===== DATA TO EXAMINE
PR #11159, opened 2025-07-31
feat: add tests with different body atom orderings in Datalog

JumpTwiice:

### DIFF
--- a/main/test/flix/Test.Exp.Fixpoint.Permutations.flix
+++ b/main/test/flix/Test.Exp.Fixpoint.Permutations.flix
@@ -1,0 +1,863 @@
+/*
+ * Copyright 2025 Casper Dalgaard Nielsen
+ *                Adam Yasser Tallouzi
+ *
+ * Licensed under the Apache License, Version 2.0 (the "License");
+ * you may not use this file except in compliance with the License.
+ * You may obtain a copy of the License at
+ *
+ *   http://www.apache.org/licenses/LICENSE-2.0
+ *
+ * Unless required by applicable law or agreed to in writing, software
+ * distributed under the License is distributed on an "AS IS" BASIS,
+ * WITHOUT WARRANTIES OR CONDITIONS OF ANY KIND, either express or implied.
+ * See the License for the specific language governing permissions and
+ * limitations under the License.
+ */
+
+mod Test.Exp.Fixpoint.Permutations {
+
+    /////////////////////////////////////////////////////////////////////////////
+    // Test permuting body atom order with Int32                               //
+    /////////////////////////////////////////////////////////////////////////////
+
+    // May not be bigger than 12.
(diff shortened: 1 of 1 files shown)


main/test/flix/Test.Exp.Fixpoint.Permutations.flix
```diff
@@ -0,0 +1,863 @@
...
+    def smallN(): Int32 = 10
+
+    def resultForFirstInt32(n: Int32): Vector[(Int32, Int32, Int32, Int32)] = {
+        Vector.range(0, n - 2) |> Vector.map(x -> (x, x + 1, x + 2, x + 3))
+    }
+
+    @Test
+    def testPermutation01(): Bool = {
+        let n = smallN();
+        let a_ = inject Vector.range(0, n) |> Vector.map(x -> (x, x + 1)) into A/2;
```
magnus-madsen: I would avoid variables that end with underscores. To easy to confused with variables that start with underscore (i.e. unused variables)

main/test/flix/Test.Exp.Fixpoint.Permutations.flix
```diff
@@ -0,0 +1,863 @@
...
+        let b_ = inject Vector.range(0, n) |> Vector.map(x -> (x, x + 1)) into B/2;
+        let c_ = inject Vector.range(0, n) |> Vector.map(x -> (x, x + 1)) into C/2;
+        let p = #{
+            D(a, b, c, d) :- A(a, b), B(b, c), C(c, d).
```
magnus-madsen: Would it be nicer if the predicates are called A, B, C,... and so on.

But the variable symbols are drawn from x, y, z, and so on. 

That way-- there is no mental confusion between A and a.

Or is there in fact some relationship between them?

main/test/flix/Test.Exp.Fixpoint.Permutations.flix
```diff
@@ -0,0 +1,863 @@
...
+    /////////////////////////////////////////////////////////////////////////////
+    // Test permuting body atom order with Int32                               //
+    /////////////////////////////////////////////////////////////////////////////
+
+    // May not be bigger than 12.
+    def smallN(): Int32 = 10
+
+    def resultForFirstInt32(n: Int32): Vector[(Int32, Int32, Int32, Int32)] = {
+        Vector.range(0, n - 2) |> Vector.map(x -> (x, x + 1, x + 2, x + 3))
+    }
```
magnus-madsen, line 32: I think a few comments here in the top of the file to outline the strategy would be useful.

main/test/flix/Test.Exp.Fixpoint.Permutations.flix
CasperDN: I think this was just a case of generating names alphabetically was easiest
==========
Please give the records again exactly as they are.

* **ANSWER SECTION**
PR #11159, opened 2025-07-31
feat: add tests with different body atom orderings in Datalog

JumpTwiice:

### DIFF
--- a/main/test/flix/Test.Exp.Fixpoint.Permutations.flix
+++ b/main/test/flix/Test.Exp.Fixpoint.Permutations.flix
@@ -1,0 +1,863 @@
+/*
+ * Copyright 2025 Casper Dalgaard Nielsen
+ *                Adam Yasser Tallouzi
+ *
+ * Licensed under the Apache License, Version 2.0 (the "License");
+ * you may not use this file except in compliance with the License.
+ * You may obtain a copy of the License at
+ *
+ *   http://www.apache.org/licenses/LICENSE-2.0
+ *
+ * Unless required by applicable law or agreed to in writing, software
+ * distributed under the License is distributed on an "AS IS" BASIS,
+ * WITHOUT WARRANTIES OR CONDITIONS OF ANY KIND, either express or implied.
+ * See the License for the specific language governing permissions and
+ * limitations under the License.
+ */
+
+mod Test.Exp.Fixpoint.Permutations {
+
+    /////////////////////////////////////////////////////////////////////////////
+    // Test permuting body atom order with Int32                               //
+    /////////////////////////////////////////////////////////////////////////////
+
+    // May not be bigger than 12.
(diff shortened: 1 of 1 files shown)


main/test/flix/Test.Exp.Fixpoint.Permutations.flix
```diff
@@ -0,0 +1,863 @@
...
+    def smallN(): Int32 = 10
+
+    def resultForFirstInt32(n: Int32): Vector[(Int32, Int32, Int32, Int32)] = {
+        Vector.range(0, n - 2) |> Vector.map(x -> (x, x + 1, x + 2, x + 3))
+    }
+
+    @Test
+    def testPermutation01(): Bool = {
+        let n = smallN();
+        let a_ = inject Vector.range(0, n) |> Vector.map(x -> (x, x + 1)) into A/2;
```
magnus-madsen: I would avoid variables that end with underscores. To easy to confused with variables that start with underscore (i.e. unused variables)

main/test/flix/Test.Exp.Fixpoint.Permutations.flix
```diff
@@ -0,0 +1,863 @@
...
+        let b_ = inject Vector.range(0, n) |> Vector.map(x -> (x, x + 1)) into B/2;
+        let c_ = inject Vector.range(0, n) |> Vector.map(x -> (x, x + 1)) into C/2;
+        let p = #{
+            D(a, b, c, d) :- A(a, b), B(b, c), C(c, d).
```
magnus-madsen: Would it be nicer if the predicates are called A, B, C,... and so on.

But the variable symbols are drawn from x, y, z, and so on. 

That way-- there is no mental confusion between A and a.

Or is there in fact some relationship between them?

main/test/flix/Test.Exp.Fixpoint.Permutations.flix
```diff
@@ -0,0 +1,863 @@
...
+    /////////////////////////////////////////////////////////////////////////////
+    // Test permuting body atom order with Int32                               //
+    /////////////////////////////////////////////////////////////////////////////
+
+    // May not be bigger than 12.
+    def smallN(): Int32 = 10
+
+    def resultForFirstInt32(n: Int32): Vector[(Int32, Int32, Int32, Int32)] = {
+        Vector.range(0, n - 2) |> Vector.map(x -> (x, x + 1, x + 2, x + 3))
+    }
```
magnus-madsen, line 32: I think a few comments here in the top of the file to outline the strategy would be useful.

main/test/flix/Test.Exp.Fixpoint.Permutations.flix
CasperDN: I think this was just a case of generating names alphabetically was easiest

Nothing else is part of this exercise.